Unpacking the UWP stats, there’s a rundown starport on a medium-size wet world with a tainted atmosphere. That world has a high population (1-10 billion) and is governed by a charismatic dictator; the law level is moderate. Its tech level of 4 puts it at the level of atomic science and internal combustion engines.
So, a garden world — that has a tainted atmosphere — with a huge population, one shitty starbase, a dictator, and not much in the way of advanced technology. My brain goes straight to an atmosphere that has a low-level soporific effect on the population, keeping them alert enough to work but docile enough not to rebel — which is handy for the planetary dictator, since there are a lot of people to control. That same atmosphere is what makes this world so fertile: They grow stuff here that can’t be grown anywhere else, and in abundance.
What will the PCs do when they arrive? If they’re in bad shape, they might be stuck for a little while (not much in the way of services at that starport). The planet is ripe for a revolution, but how do you foment one when the very air fights against you? (Sure, everyone has filters, but they probably don’t work all the time — and I bet the dictatorship has a hand in that.) It’s also ripe for stealing some of the weird plants they grow, or running tests to try to find a way to synthesize their growing conditions elsewhere — or a host of other possibilities.
Sectors and sub-sectors, too
But wait, there’s more! This generator also does sub-sectors and sectors, and you can toggle settings for population density and sector location. And on top of that, it can also just spit out name lists for you to use as needed.
Want a ton of systems all at once, with hexes (ready for you to hand-populate your game map)? This generator delivers. And again, I love the names — here are a few from a sample system I generated:
- Garcia’s Field
- Silva’s Dead
- Concentrate XCVIII
- Activity Glamorous
Maybe “Activity Glamorous” doesn’t work for your game, and that’s cool: Just hit the link again, and it’ll generate a whole new sector.

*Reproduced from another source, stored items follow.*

PR #2155, opened 2026-06-26
Limit the number of bspline breakpoints when fitting slit illumination profiles

kbwestfall:
As titled.

When testing the BSpline refactor, the MMT/MMIRS dataset was failing because the flat-fielding was bad.  I traced this back to the fit to the illumination profile.  The MMT/MMIRS slit fills the detector meaning that the slit coordinates are identical for all spectral rows.  This was causing the bspline fitter to mask nearly all of the breakpoints.  This PR boils down to one change:

The bspline spacing for fitting the illumination profile used to be set to:
```python
bkspace=np.fmax(1.0 / median_slit_width / 10.0, 1.2 * np.median(np.diff(spat_coo_data)))
```

This PR changes it to:
```python
bkspace=np.fmax(1.0 / median_slit_width, 1.2 * np.median(np.diff(spat_coo, axis=1))
```

This successfully avoids the MMT/MMIRS issue and has no material effect on the Shane/Kast reductions.  Now to test all the other spectrographs...

Here's are the fits before and after this change for Shane/Kast:
shane_before
shane_after

And for MMT/MMIRS:
mmt_mmirs_before
mmt_mmirs_after


kbwestfall:
Dev-suite running.

Note that most of the changes are associated with a doc update.  I also tried to clean up the `pypeit/core/flat.py` file a bit...

kbwestfall:
Tests pass
```
Test Summary
--- PYTEST PYPEIT UNIT TESTS PASSED  358 passed, 9403 warnings in 333.80s (0:05:33) ---
--- PYTEST UNIT TESTS PASSED  158 passed, 2823 warnings in 877.19s (0:14:37) ---
--- PYTEST VET TESTS PASSED  77 passed, 179506 warnings in 4958.67s (1:22:38) ---
--- PYPEIT DEVELOPMENT SUITE PASSED 298/298 TESTS  ---
Total disk usage: 370.725 GiB
Testing Started at 2026-06-26T21:29:59.906569
Testing Completed at 2026-06-27T11:50:17.359868
Total Time: 14:20:17.453299
```

pypeit/flatfield.py
```diff
@@ -1420,23 +1423,34 @@ def spatial_fit(self, norm_spec, spat_coo, median_slit_width, spat_gpm, gpm, deb
...
+#        bkspace = np.fmax(1.0 / median_slit_width / 10.0, 1.2 * np.median(np.diff(spat_coo_data))))
+        # UPDATE: For some datasets where a long-slit fills the detector, the
+        # spat_coo array is effectively identical for each row because the slit
+        # edges are exactly aligned with the pixel coordinates.  Choosing a
+        # sampling following the original approach above was causing the bspline
+        # fitting to mask nearly all of the breakpoints.  This is fixed by
+        # increasing the bspline spacing.
+        bkspace = np.fmax(1.0 / median_slit_width, 1.2 * np.median(np.diff(spat_coo, axis=1)))
+        spat_bspl = bspline.bspline(spat_coo_data, nord=4, bkspace=bkspace)
+
```
tbowers7, line 1442: I admit this feels rather counterintuitive to me given the examples provided in the PR description.  By _increasing_ the spacing, this allows MMIRS to fit?  What, specifically, was happening to the all of the (more closely spaced?) breakpoints in the old scheme?  For the Kast example, I can see the effect of growing the breakpoint spacing.

If the DevSuite run proves that this changes works fine for all the other spectrographs, however, I'll be satisfied.

tbowers7 (approved):

pypeit/flatfield.py
kbwestfall: First, just to be clear: For the Kast example, the slits have some curvature meaning that the spatial coordinates are different at each spectral coordinate.  For the MMIRS data, every spectral row has exactly the same set of spatial coordinates.

Second, the old approach was effectively placing a breakpoint at every 1/10th of a pixel.  We can get away with this for cases like Kast, but for MMIRS this was effectively putting in a lot of break points that were unconstrained by a separation in spatial coordinates.  I think of it like trying to fit a line to two points that have the same x coordinate; the slope is infinite so the solution is undefined.  The B-spline fitting algorithm has a catch for this where it finds breakpoints that yield undefined solutions and masks them.  This masking was basically causing all of the breakpoints to be removed for the MMIRS reduction.  The solution I chose was to reduce the number of breakpoints.  Another way around this issue would be add small random perturbations to all the spatial coordinates before performing the fit.  I preferred reducing the number of breakpoints, but we could explore the other option if we're worried about the sparser sampling of the illumination profile.

The dev-suite tests all pass, so I don't think this change has a strongly detrimental effect on the reduction, but it does mean that we're not as finely sampling the edges of the illumination profile.

tepickering: to paraphrase gordon gekko, "Curvature is Good" when it comes to bspline fitting. which is indeed counterintuitive at first, but it's how you get the sub-pixel sampling out of it. it might be worth spot-checking the sampling for some other uncurved spectrographs for sanity's sake. binospec comes to mind, but i think it has just enough wiggle to get by. MMIRS also has a pretty whack illumination profile...

tepickering (approved):
as i mentioned in my other comment, it's probably worth doing a systematic, quantitative look at the performance of the B-spline definitions and fitting across a range of configurations and more optimal ways to configure B-spline breakpoints. for now, though, this definitely sorts out the one pathological case and appears to work as well elsewhere. we may have been more breakpoints than we needed to previously...

bpholden (approved):
You answered Tim's question and mostly this is fine.
I do think it would be best if we could come up with a way to estimate the correct spacing based on the properties of the data.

The only thing I wish it did was produce a permanent URL for whatever you generate, but for such an otherwise robust (and free) tool that’s more of a quibble than a complaint. This generator is excellent.
Pair the neuzd Traveller system and sector generator with a character generator (like Frank Filz’s generator, or Devil Ghost’s generator), and you’ve reduced the handling time needed to make stuff in Traveller — without reducing the fun factor.